The task = In the data beneath this task, how many lines contain "have"? Answer with the number only.
[[ Information shown open ]]
PR #1811, opened 2023-09-23
/add task solution

Chumakv:


src/makeCalculator.js
```diff
@@ -37,7 +37,46 @@
...
+      result -= value;
+
+      return this;
+    },
+    multiply: function(value) {
+      result *= value;
+
+      return this;
+    },
+    divide: function(value) {
```
nazarmatsevych, line 58:
```suggestion
    multiply: function(value) {
      result *= value;

      return this;
    },
    
    divide: function(value) {
```

Add blank line between methods

nazarmatsevych (approved):
Good work, left minor comment

PR #1812, opened 2023-09-24
solution

shchipina:


sintax1s (approved):
I think your solution is good.

src/makeCalculator.js
```diff
@@ -37,7 +37,39 @@
  * @return {object}
  */
 function makeCalculator() {
-  // write code here
+  const calculator = {
+    result: 0,
+
+    operate(callback, value) {
+      callback(value);
```
vasylmiskiv, line 44: You should bind your callback function to the context via the `call` method for access to `this`, because now your callback function knows nothing about the object

src/makeCalculator.js
```diff
@@ -37,7 +37,39 @@
...
+
+      return this;
+    },
+
+    add(value) {
+      calculator.result += value;
```
vasylmiskiv, line 50: You should use `this` instead of `calculator` because you use the methods of the current object not different one. You should change it in the following methods as well

vasylmiskiv (changes requested):

PR #1820, opened 2023-09-27
Solution

RVDotsenko:


src/makeCalculator.js
```diff
@@ -37,7 +37,42 @@
...
 function makeCalculator() {
-  // write code here
+  const calculator = {
+    result: 0,
+
+    add: value => {
+      calculator.result += value;
+
+      return calculator;
+    },
```
sTorba24, line 47: make it no-arrow function and use `this` instead of `calculator`

sTorba24 (changes requested):

src/makeCalculator.js
RVDotsenko: I wrote like that, but it doesn`t work
https://drive.google.com/file/d/1Vem52sPst6wgqpShVPphntuSvegl7nXS/view?usp=sharing

```suggestion
    add(value) {
      this.result += value;
    },
```

sTorba24: try so

sTorba24 (changes requested):

src/makeCalculator.js
RVDotsenko: The same: https://drive.google.com/file/d/1wwY0w8EI-ftEV9ls93YprIwYIjqA7b7v/view?usp=sharing

src/makeCalculator.js
```diff
@@ -37,7 +37,36 @@
...
+    multiply(value) {
+      this.result *= value;
+    },
+    divide(value) {
+      this.result /= value;
+    },
+
+    operate(operation, operand) {
+      operation.call(this, operand);
```
TarasHoliuk, line 57: well done :+1:

TarasHoliuk (approved):

src/makeCalculator.js
RVDotsenko: Thanks)

PR #1823, opened 2023-09-28
Solution

ihor-pavlov:


src/makeCalculator.js
```diff
@@ -37,7 +37,39 @@
...
+    },
+    divide: (number) => {
+      calculator.result /= number;
+
+      return calculator;
+    },
+    reset: () => {
+      calculator.result = 0;
+
+      return calculator;
```
Viktor-Kost, line 64:
```suggestion
      return this;
```

src/makeCalculator.js
```diff
@@ -37,7 +37,39 @@
...
+    },
+    operate: (method, number) => {
+      return method(number);
```
Viktor-Kost, line 67:
```suggestion
      this.result = method(this.result, number);
      return this;
```

Viktor-Kost (changes requested):

src/makeCalculator.js
ihor-pavlov: tests don't pass after the proposed changes

src/makeCalculator.js
ihor-pavlov: tests don't pass after the proposed changes

src/makeCalculator.js
Viktor-Kost: ok, let it be like this. It's better to use `this` for calculating as well and reorganize object a little. But your variant is also ok

Viktor-Kost (approved):

PR #1828, opened 2023-10-03
Solution

YevgeniySavchuk:


src/makeCalculator.js
```diff
@@ -37,7 +37,36 @@
...
+      this.result -= number;
+    },
+
+    multiply(number) {
+      this.result *= number;
+    },
+
+    divide(number) {
+      this.result /= number;
+    },
```
xiimiik, line 56: Methods must accept 2 numbers, the current value and the previous value and return just a value of operation. Pay attention to the use of the `operate` method in the examples

src/makeCalculator.js
```diff
@@ -37,7 +37,36 @@
...
+
+    operate(callback, number) {
+      callback.call(this, number);
```
xiimiik, line 59: tip
```suggestion
      callback.call(this.result, number);
```

src/makeCalculator.js
YevgeniySavchuk: Could you please explain why  I need 2 numbers for these methods? I have a "result" as the first operand and a "number" as the second operand.

YevgeniySavchuk: In the task methods "add", "subtract", "multiply", and "divide" do not have to "return" anything.

src/makeCalculator.js
```diff
@@ -37,7 +37,36 @@
...
+    subtract(number) {
+      this.result -= number;
+    },
+
+    multiply(number) {
+      this.result *= number;
+    },
+
+    divide(number) {
+      this.result /= number;
```
anastasiiavorobiova, line 55: Consider implementing a check. It's not allowed to divide by 0.

anastasiiavorobiova (changes requested):
Great work! Added a tiny comment to fix

src/makeCalculator.js
anastasiiavorobiova: Not fixed

src/makeCalculator.js
```diff
@@ -37,7 +37,40 @@
...
+    },
+
+    operate(callback, number) {
+      if (number !== 0) {
```
anastasiiavorobiova, line 59: The check should be implemented inside the division method. Other methods can accept zero as an argument

src/makeCalculator.js
```diff
@@ -37,7 +37,40 @@
...
+        callback.call(this, number);
+
+        return this;
+      }
+
+      return 'Infinity';
```
anastasiiavorobiova, line 65:
```suggestion

```

anastasiiavorobiova (changes requested):
Good progress!

src/makeCalculator.js
```diff
@@ -37,7 +37,39 @@
...
+      this.result -= number;
+    },
+
+    multiply(number) {
+      this.result *= number;
+    },
+
+    divide(number) {
+      if (number === 0) {
+        this.result = Infinity;
```
anastasiiavorobiova, line 56:
```suggestion
        throw new Error('Division by 0 is forbidden)
```

anastasiiavorobiova (changes requested):
Great work! Almost done!

src/makeCalculator.js
YevgeniySavchuk: Thanks for the improvement!

anastasiiavorobiova (approved):
Awesome work!

PR #1834, opened 2023-10-05
add task solution

IShamkii:


src/makeCalculator.js
```diff
@@ -37,7 +37,45 @@
...
+  return {
+    result: 0,
+
+    operate(callback, value) {
+      callback.call(this, value);
+
+      return this;
+    },
+
+    add(a = 0) {
```
Viktor-Kost, line 49: no needs to add a default value

src/makeCalculator.js
```diff
@@ -37,7 +37,45 @@
...
+      return this.result;
+    },
+
+    multiply(a = 0) {
+      this.result *= a;
+
+      return this.result;
+    },
+
+    divide(a = 0) {
```
Viktor-Kost, line 67: create a condition to avoid dividing by zero

Viktor-Kost (changes requested):
Great!
Just minor fixes needed

anastasiia-tilikina (approved):
Well done!

PR #1835, opened 2023-10-05
Solution

antonshtef:


src/makeCalculator.js
```diff
@@ -37,7 +37,39 @@
  * @return {object}
  */
 function makeCalculator() {
-  // write code here
+  const object = {
```
```suggestion
  return {
```
And never use names like `object` :)

Just FYI

TarasHoliuk (approved):

PR #1841, opened 2023-10-09
add task solution

Softjey:


src/makeCalculator.js
```diff
@@ -37,7 +37,49 @@
...
+      }
+
+      return this;
+    },
+    multiply(...numbers) {
+      for (const num of numbers) {
+        this.result *= num;
+      }
+
+      return this;
```
VitaliyBodnar, line 66: Screenshot 2023-10-09 at 13 09 10

src/makeCalculator.js
```diff
@@ -37,7 +37,49 @@
...
+    result: 0,
+    operate(operation, ...numbers) {
+      operation.apply(this, numbers);
+
+      return this;
+    },
+    add(...numbers) {
+      for (const num of numbers) {
+        this.result += num;
+      }
```
VitaliyBodnar, line 50: method add should work only with one number, so doesn't make sense to user cycle `for` here
```suggestion
    add(num) {
      this.result += num;
```

VitaliyBodnar (changes requested):
Almost done!

VitaliyBodnar (approved):
Good job!

PR #1843, opened 2023-10-10
Solution

yslyshchenko:


src/makeCalculator.js
```diff
@@ -37,7 +37,33 @@
...
+    },
+    subtract(num) {
+      this.result -= num;
+    },
+    multiply(num) {
+      this.result *= num;
+    },
+    divide(num) {
+      this.result /= num;
+    },
```
volodymyr-soltys97, line 58: You need to add a check for 0, because you cannot divide by 0

volodymyr-soltys97 (changes requested):
Good job 👍 
Let's improve your code

VitaliyBodnar (approved):
Good job!

PR #1844, opened 2023-10-10
solution

ArtemSydun:


src/makeCalculator.js
```diff
@@ -37,7 +37,42 @@
...
+
+    add(x) {
+      calculator.result += x;
+
+      return this;
+    },
+    subtract(x) {
+      calculator.result -= x;
+
+      return this;
```
polosanya, line 56: There is no need to return this everywhere. Only operate and reset methods should do it
image

polosanya (approved):
Good job!

PR #1848, opened 2023-10-13
Homework: JS Advanced Calculator

ViktorBykh:


src/makeCalculator.js
```diff
@@ -37,7 +37,45 @@
...
+      this.result *= value;
+
+      return this;
+    },
+
+    divide(value) {
+      this.result /= value;
+
+      return this;
+    },
```
sarakhmen, line 65: Did you anticipate the possibility of division by zero? Let's add the corresponding validation

sarakhmen (changes requested):
Let's slightly improve your solution :)

src/makeCalculator.js
```diff
@@ -37,7 +37,49 @@
...
+
+    divide(value) {
+      if (value <= 0) {
+        return this;
+      } else {
+        this.result /= value;
+      }
+
+      return this;
```
sarakhmen, line 68: please try to refactor this piece of code and reduce number of return statements. And also pay attention that we should handle only division by zero, and negative numbers should be accepted

sarakhmen (approved):
Good job, you can improve your solution if you want ;)

PR #1849, opened 2023-10-14
first solution

Clover247:


src/makeCalculator.js
```diff
@@ -37,7 +37,45 @@
...
-  // write code here
+  const calculator = {
+    result: 0,
+
+    operate(callback, number) {
+      return callback(number);
+    },
+
+    add(b) {
+      calculator.result += b;
```
vasylmiskiv, line 48: The method inside the object so you need to use `this` instead of calculator
And do it the same to the following methods because `result` is internal property not in a different object

src/makeCalculator.js
```diff
@@ -37,7 +37,45 @@
  * @return {object}
  */
 function makeCalculator() {
-  // write code here
+  const calculator = {
+    result: 0,
+
+    operate(callback, number) {
+      return callback(number);
```
vasylmiskiv, line 44: You need to bind your callback function to your object via call or apply method

vasylmiskiv (changes requested):

StasSokolov (approved):
Looks good to me, i'm approving it🔥

PR #1326, opened 2025-04-12
Fix typo in code example

hribeiruporto:
parameters list with an dot instead of comma


sarjona (approved):
Hi @hribeiruporto!
Well spotted! You're right! :-)
The patch looks great, and I also backported it to the other versions (not just 4.5 but 4.1, 4.3, 4.4 and main). Good job!!

PR #1336, opened 2025-04-25
Changing the Upgrading link so it goes to the 4.5 docs

wildgirl:


andrewnicols (approved):
Thanks for that - I'll add it to my fork notes for 500.

andrewnicols (approved):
[[ Information shown closed ]]
Result of this task = 2